> **Required action**
The data needs to be returned in full, exactly as it reads.

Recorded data
PR #3689, opened 2025-06-30
Mostly fix badly normalised Android spaces

### LINKED ISSUE #3672: Polish: Non-breaking spaces converted to normal spaces when serializing Android files
https://github.com/mozilla-l10n/android-l10n/commit/4391c4c35544122fd21f378eca1320231be85005

I don't see anything in Pontoon showing a non-breaking space, but there is match in TM
https://pontoon.mozilla.org/pl/firefox-for-android/all-resources/?search=mozac_feature_addons_permissions_privacy_description&search_identifiers=true&string=206783

If I look at the previous version of the file, it has non-breaking spaces
https://github.com/mozilla-l10n/android-l10n/blob/75a7a5cfe8ee948aa788e673ab09b72a6a0c6caf/mozilla-mobile/android-components/components/feature/addons/src/main/res/values-pl/strings.xml

CC @eemeli @piotrdrag

eemeli:
Mostly fixes #3672

This migration fixes a bit over 1500 Android strings, which is at least three quarters of the strings for which the non-default spaces should have been taken into use after #3611. A little over 500 translations with differences between the TM and the translations table are left unchanged, as they involve other, more complicated whitespace fixes around inline HTML elements.

### DIFF
--- a/pontoon/base/migrations/0081_fix_android_spaces.py
+++ b/pontoon/base/migrations/0081_fix_android_spaces.py
@@ -1,0 +1,29 @@
+from django.db import migrations
+
+
+class Migration(migrations.Migration):
+    dependencies = [
+        ("base", "0080_project_date_modified"),
+    ]
+
+    operations = [
+        migrations.RunSQL(
+            r"""
+WITH tm AS (
+    SELECT
+        t.id,
+        regexp_replace(trim(BOTH FROM m.target), '\s\s+', ' ', 'g') AS string
+    FROM base_translationmemoryentry m
+    JOIN base_translation t ON t.id = m.translation_id
+    WHERE
+        m.target SIMILAR TO '%[^\S \n]%' AND
+        t.string != m.target
+)
+UPDATE base_translation AS t
+SET string = tm.string
+FROM tm
+WHERE t.id = tm.id AND
+    t.string = regexp_replace(tm.string, '[^\S \n]', ' ', 'g');
+"""
+        ),
+    ]


pontoon/base/migrations/0081_fix_android_spaces.py
```diff
@@ -0,0 +1,29 @@
...
+    WHERE
+        m.target SIMILAR TO '%[^\S \n]%' AND
+        t.string != m.target
+)
+UPDATE base_translation AS t
+SET string = tm.string
+FROM tm
+WHERE t.id = tm.id AND
+    t.string = regexp_replace(tm.string, '[^\S \n]', ' ', 'g');
+"""
```
mathjazz, line 27: Nit: Factoring that out and adding it as a parameter to `migrations.RunSQL` would be a bit more readable and consistent with the rest of the codebase.

pontoon/base/migrations/0081_fix_android_spaces.py
```diff
@@ -0,0 +1,29 @@
...
+            r"""
+WITH tm AS (
+    SELECT
+        t.id,
+        regexp_replace(trim(BOTH FROM m.target), '\s\s+', ' ', 'g') AS string
+    FROM base_translationmemoryentry m
+    JOIN base_translation t ON t.id = m.translation_id
+    WHERE
+        m.target SIMILAR TO '%[^\S \n]%' AND
+        t.string != m.target
```
mathjazz, line 20: Should we explicitly filter only Android format?

eemeli: There aren't any non-Android strings for which these restrictions hold, so doing so wouldn't have any effect.

mathjazz: What about 3rd party installs?

pontoon/base/migrations/0081_fix_android_spaces.py
eemeli: Eh, with the indent level difference I think it's plenty readable for the very few times when this'll need to be read (almost all of which are already now in the past).

pontoon/base/migrations/0081_fix_android_spaces.py
eemeli: We've historically not mutated the `base_translations` table really at all, so such a hit would be highly unlikely. And if some such does occur, it's almost certainly also a bug that this would fix.

PR #3691, opened 2025-06-30
Added stats_data_as_dict and changed stats_data

functionzz:
stats_data now returns a LocaleQuerySet, which is required for our REST API implementation, while stats_data_as_dict retains the old behavior of returning a dictionary, which is used in the /teams page as well as an ajax render.


eemeli (changes requested):
Won't we want to have similar changes applied to `ProjectQuerySet`? If so, that change ought to be included here as well.

Also, if/as we're now calculating the `missing` value, that should be included in the dict, and `translate/src/modules/stats/actions.ts` ought to not recalculate it.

> **Exercise result**
PR #3689, opened 2025-06-30
Mostly fix badly normalised Android spaces

### LINKED ISSUE #3672: Polish: Non-breaking spaces converted to normal spaces when serializing Android files
https://github.com/mozilla-l10n/android-l10n/commit/4391c4c35544122fd21f378eca1320231be85005

I don't see anything in Pontoon showing a non-breaking space, but there is match in TM
https://pontoon.mozilla.org/pl/firefox-for-android/all-resources/?search=mozac_feature_addons_permissions_privacy_description&search_identifiers=true&string=206783

If I look at the previous version of the file, it has non-breaking spaces
https://github.com/mozilla-l10n/android-l10n/blob/75a7a5cfe8ee948aa788e673ab09b72a6a0c6caf/mozilla-mobile/android-components/components/feature/addons/src/main/res/values-pl/strings.xml

CC @eemeli @piotrdrag

eemeli:
Mostly fixes #3672

This migration fixes a bit over 1500 Android strings, which is at least three quarters of the strings for which the non-default spaces should have been taken into use after #3611. A little over 500 translations with differences between the TM and the translations table are left unchanged, as they involve other, more complicated whitespace fixes around inline HTML elements.

### DIFF
--- a/pontoon/base/migrations/0081_fix_android_spaces.py
+++ b/pontoon/base/migrations/0081_fix_android_spaces.py
@@ -1,0 +1,29 @@
+from django.db import migrations
+
+
+class Migration(migrations.Migration):
+    dependencies = [
+        ("base", "0080_project_date_modified"),
+    ]
+
+    operations = [
+        migrations.RunSQL(
+            r"""
+WITH tm AS (
+    SELECT
+        t.id,
+        regexp_replace(trim(BOTH FROM m.target), '\s\s+', ' ', 'g') AS string
+    FROM base_translationmemoryentry m
+    JOIN base_translation t ON t.id = m.translation_id
+    WHERE
+        m.target SIMILAR TO '%[^\S \n]%' AND
+        t.string != m.target
+)
+UPDATE base_translation AS t
+SET string = tm.string
+FROM tm
+WHERE t.id = tm.id AND
+    t.string = regexp_replace(tm.string, '[^\S \n]', ' ', 'g');
+"""
+        ),
+    ]


pontoon/base/migrations/0081_fix_android_spaces.py
```diff
@@ -0,0 +1,29 @@
...
+    WHERE
+        m.target SIMILAR TO '%[^\S \n]%' AND
+        t.string != m.target
+)
+UPDATE base_translation AS t
+SET string = tm.string
+FROM tm
+WHERE t.id = tm.id AND
+    t.string = regexp_replace(tm.string, '[^\S \n]', ' ', 'g');
+"""
```
mathjazz, line 27: Nit: Factoring that out and adding it as a parameter to `migrations.RunSQL` would be a bit more readable and consistent with the rest of the codebase.

pontoon/base/migrations/0081_fix_android_spaces.py
```diff
@@ -0,0 +1,29 @@
...
+            r"""
+WITH tm AS (
+    SELECT
+        t.id,
+        regexp_replace(trim(BOTH FROM m.target), '\s\s+', ' ', 'g') AS string
+    FROM base_translationmemoryentry m
+    JOIN base_translation t ON t.id = m.translation_id
+    WHERE
+        m.target SIMILAR TO '%[^\S \n]%' AND
+        t.string != m.target
```
mathjazz, line 20: Should we explicitly filter only Android format?

eemeli: There aren't any non-Android strings for which these restrictions hold, so doing so wouldn't have any effect.

mathjazz: What about 3rd party installs?

pontoon/base/migrations/0081_fix_android_spaces.py
eemeli: Eh, with the indent level difference I think it's plenty readable for the very few times when this'll need to be read (almost all of which are already now in the past).

pontoon/base/migrations/0081_fix_android_spaces.py
eemeli: We've historically not mutated the `base_translations` table really at all, so such a hit would be highly unlikely. And if some such does occur, it's almost certainly also a bug that this would fix.

PR #3691, opened 2025-06-30
Added stats_data_as_dict and changed stats_data

functionzz:
stats_data now returns a LocaleQuerySet, which is required for our REST API implementation, while stats_data_as_dict retains the old behavior of returning a dictionary, which is used in the /teams page as well as an ajax render.


eemeli (changes requested):
Won't we want to have similar changes applied to `ProjectQuerySet`? If so, that change ought to be included here as well.

Also, if/as we're now calculating the `missing` value, that should be included in the dict, and `translate/src/modules/stats/actions.ts` ought to not recalculate it.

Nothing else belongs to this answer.